Inspire’s signature device – an internal sleep-apnea solution – manages a common issue without the expense and inconvenience of traditional equipment. Gone are the masks, hoses, and noise of CPAP machines. Instead, the Inspire system relies on a small implant that is controlled with a remote control.
Since March 2020, Inspire’s share prices ranged from a low of $40.53 to a high of $216.98. That was due, in part, to the November announcement that Inspire’s sleep apnea device would be included in the German hospital reimbursement system beginning in 2021.
For the first three quarters of 2020, Inspire announced revenue of $35.8 million. That represents a year-over-year increase of 72 percent. The business is still operating at a loss, but many industry experts agree that won’t be the case much longer.
During the third quarter earnings call, management announced they were increasing their full-year guidance to a total of $110 – $112 million.

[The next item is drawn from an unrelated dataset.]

PR #487, opened 2025-05-07
Only generate settings for foreman and katello projects

evgeni:
Fixes: 023c84c8fb49d1eec7c1079d268c95330636aad5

If the company achieves this target, full-year revenue growth will total between 34 percent and 37 percent. That’s the sort of progress investors like to see when in search of fast growing stocks to buy now.
Fast Growing Stocks to Buy Now: The Bottom Line
While the market itself can generally be relied upon to gain value over time, there simply aren’t any individual stocks that can be considered a sure thing.
Some, like blue chip companies, are more reliable than others, but investors in search of big rewards have to be open to big risks.
These five companies show signs that their share prices are on their way up. If you are open to risk, they are good choices for fast-growing stocks to buy now.